The work of Alfred Stevens could be called 'the poem to the women of the world' wrote Theophile Gautier in his review of the 1867 Exposition Universelle, the exhibition that earned Stevens a first class medal and his promotion to Officer of the Legion of Honor.
Although Stevens cannot be neatly categorized as either an Impressionist or Academic painter, his paintings of women must be considered as modern in conception as anything painted by Manet or Degas. What better subject for the supreme painter of the modern woman than the great actress Sarah Bernhardt?
Sarah Bernhardt was considered 'the most famous actress the world has ever known' and was painted by several of the foremost artists of the day, including Hans Makart (1881), Julien Bastien Lepage (1879), and Louise Abbema (1875) and she was painted more than once by Stevens, who taught her to paint in the 1880s.
In the present portrait, the actress looks directly at the viewer.

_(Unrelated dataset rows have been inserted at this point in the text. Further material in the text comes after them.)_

PR #1193, opened 2023-03-14
Make a paragraph in the README flow better

rikhuijzer:
In the old version (*"Perhaps, and in a perfect world we'd rather papers about software weren't necessary but we recognize that for most researchers, papers and not software are the currency of academic research and that citations are required for a good career."*) there seems to be a typo because it should probably be *"in a perfect world, we'd rather **[have that]** papers ..."*. This PR suggests to write the paragraph a bit.

### DIFF
--- a/README.md
+++ b/README.md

This is an intimate and realistic portrait of the actress, executed in a muted palette of white, browns and blacks. Stevens has chosen to portrait the woman as her knew her, capturing her intelligence and intensity. The artist and actress had close ties most certainly developed as Stevens worked with Bernhardt over canvas and brush. In the 1880s he painted several of these small portraits of the great actress, all characterized by Bernhardt's bold and steady gaze.
This painting will be included in the catalogue raisonné of Stevens' paintings now in preparation by the Comite Alfred Stevens.